## What you should do
Some lines hold the string "order". Copy all of them from the material that follows.

## Material for the task

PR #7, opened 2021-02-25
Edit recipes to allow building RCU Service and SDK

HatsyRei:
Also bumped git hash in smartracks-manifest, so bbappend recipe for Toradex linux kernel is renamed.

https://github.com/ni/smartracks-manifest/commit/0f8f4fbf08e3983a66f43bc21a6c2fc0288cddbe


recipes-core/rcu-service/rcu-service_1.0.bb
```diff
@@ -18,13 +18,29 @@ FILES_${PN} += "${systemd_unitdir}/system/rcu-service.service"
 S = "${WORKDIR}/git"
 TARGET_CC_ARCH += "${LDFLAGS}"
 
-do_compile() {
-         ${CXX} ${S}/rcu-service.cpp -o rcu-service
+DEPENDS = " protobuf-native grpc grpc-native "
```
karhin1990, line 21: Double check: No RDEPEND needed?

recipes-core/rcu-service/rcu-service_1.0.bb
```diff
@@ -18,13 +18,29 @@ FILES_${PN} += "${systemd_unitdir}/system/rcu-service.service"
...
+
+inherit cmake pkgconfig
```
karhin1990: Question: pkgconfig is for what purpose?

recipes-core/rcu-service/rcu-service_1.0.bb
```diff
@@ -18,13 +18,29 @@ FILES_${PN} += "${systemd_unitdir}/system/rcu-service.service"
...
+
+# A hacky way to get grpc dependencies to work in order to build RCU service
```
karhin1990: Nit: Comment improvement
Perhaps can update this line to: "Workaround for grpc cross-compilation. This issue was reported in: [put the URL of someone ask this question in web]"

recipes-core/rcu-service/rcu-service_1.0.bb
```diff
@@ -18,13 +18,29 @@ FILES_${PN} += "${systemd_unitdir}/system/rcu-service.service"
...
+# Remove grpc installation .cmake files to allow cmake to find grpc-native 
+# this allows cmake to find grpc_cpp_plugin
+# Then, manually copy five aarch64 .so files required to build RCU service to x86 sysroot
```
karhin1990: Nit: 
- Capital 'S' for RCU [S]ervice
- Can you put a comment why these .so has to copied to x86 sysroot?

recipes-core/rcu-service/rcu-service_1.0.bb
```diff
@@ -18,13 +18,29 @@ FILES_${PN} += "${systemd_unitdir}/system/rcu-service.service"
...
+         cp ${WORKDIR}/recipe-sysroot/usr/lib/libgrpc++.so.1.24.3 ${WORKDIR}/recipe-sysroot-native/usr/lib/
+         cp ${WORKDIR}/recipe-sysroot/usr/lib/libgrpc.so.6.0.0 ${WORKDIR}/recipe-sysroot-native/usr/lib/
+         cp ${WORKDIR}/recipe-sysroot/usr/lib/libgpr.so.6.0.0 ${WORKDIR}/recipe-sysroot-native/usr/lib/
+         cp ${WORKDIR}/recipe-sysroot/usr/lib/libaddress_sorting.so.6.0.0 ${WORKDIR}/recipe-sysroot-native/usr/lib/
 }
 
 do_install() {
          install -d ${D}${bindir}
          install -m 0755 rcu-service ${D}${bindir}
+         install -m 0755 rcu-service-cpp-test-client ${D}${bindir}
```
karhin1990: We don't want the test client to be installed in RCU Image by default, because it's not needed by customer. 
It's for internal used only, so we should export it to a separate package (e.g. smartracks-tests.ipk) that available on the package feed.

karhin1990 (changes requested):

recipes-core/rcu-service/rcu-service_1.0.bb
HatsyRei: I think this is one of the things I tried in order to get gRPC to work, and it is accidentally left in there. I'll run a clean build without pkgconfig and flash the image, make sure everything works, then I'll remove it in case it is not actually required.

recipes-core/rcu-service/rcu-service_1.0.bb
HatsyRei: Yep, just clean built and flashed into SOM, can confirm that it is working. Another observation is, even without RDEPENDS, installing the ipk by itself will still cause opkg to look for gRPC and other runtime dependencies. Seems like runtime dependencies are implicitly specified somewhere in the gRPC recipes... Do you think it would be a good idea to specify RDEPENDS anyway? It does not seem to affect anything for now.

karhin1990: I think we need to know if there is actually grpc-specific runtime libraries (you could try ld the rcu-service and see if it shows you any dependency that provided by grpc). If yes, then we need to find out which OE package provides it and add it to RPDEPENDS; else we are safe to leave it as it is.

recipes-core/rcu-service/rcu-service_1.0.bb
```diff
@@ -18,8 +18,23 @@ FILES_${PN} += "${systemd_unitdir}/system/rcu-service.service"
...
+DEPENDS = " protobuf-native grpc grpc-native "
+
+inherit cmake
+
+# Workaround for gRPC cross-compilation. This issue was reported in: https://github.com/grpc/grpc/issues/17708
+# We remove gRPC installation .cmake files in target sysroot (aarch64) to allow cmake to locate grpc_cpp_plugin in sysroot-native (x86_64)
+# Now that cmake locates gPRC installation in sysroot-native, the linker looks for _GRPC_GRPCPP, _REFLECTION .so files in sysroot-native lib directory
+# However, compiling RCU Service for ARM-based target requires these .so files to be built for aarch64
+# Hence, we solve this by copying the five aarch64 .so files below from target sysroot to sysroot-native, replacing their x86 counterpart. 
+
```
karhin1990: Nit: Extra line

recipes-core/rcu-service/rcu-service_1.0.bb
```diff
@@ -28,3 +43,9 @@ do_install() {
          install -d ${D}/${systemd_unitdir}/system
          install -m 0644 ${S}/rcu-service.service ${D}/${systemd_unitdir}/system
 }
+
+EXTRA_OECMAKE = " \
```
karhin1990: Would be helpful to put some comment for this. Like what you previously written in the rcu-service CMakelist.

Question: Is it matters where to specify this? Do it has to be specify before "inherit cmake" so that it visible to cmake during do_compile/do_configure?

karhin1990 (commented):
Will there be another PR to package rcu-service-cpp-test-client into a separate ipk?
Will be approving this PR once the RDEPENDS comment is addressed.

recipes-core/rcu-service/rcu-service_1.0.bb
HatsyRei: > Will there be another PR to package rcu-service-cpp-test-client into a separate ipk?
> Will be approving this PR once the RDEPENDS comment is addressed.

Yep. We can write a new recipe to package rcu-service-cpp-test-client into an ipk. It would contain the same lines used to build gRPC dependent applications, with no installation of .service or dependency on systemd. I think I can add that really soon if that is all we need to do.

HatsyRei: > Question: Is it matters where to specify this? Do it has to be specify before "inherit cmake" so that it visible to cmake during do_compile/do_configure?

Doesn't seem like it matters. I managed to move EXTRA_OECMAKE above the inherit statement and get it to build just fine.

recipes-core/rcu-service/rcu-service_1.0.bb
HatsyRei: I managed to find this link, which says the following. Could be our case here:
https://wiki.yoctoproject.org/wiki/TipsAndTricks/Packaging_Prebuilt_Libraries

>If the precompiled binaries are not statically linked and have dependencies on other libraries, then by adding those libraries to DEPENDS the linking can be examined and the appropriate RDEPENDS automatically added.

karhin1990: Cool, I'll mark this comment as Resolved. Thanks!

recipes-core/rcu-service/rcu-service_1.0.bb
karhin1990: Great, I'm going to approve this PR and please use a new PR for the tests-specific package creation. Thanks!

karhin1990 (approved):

## Response to the exercise
+# A hacky way to get grpc dependencies to work in order to build RCU service
HatsyRei: I think this is one of the things I tried in order to get gRPC to work, and it is accidentally left in there. I'll run a clean build without pkgconfig and flash the image, make sure everything works, then I'll remove it in case it is not actually required.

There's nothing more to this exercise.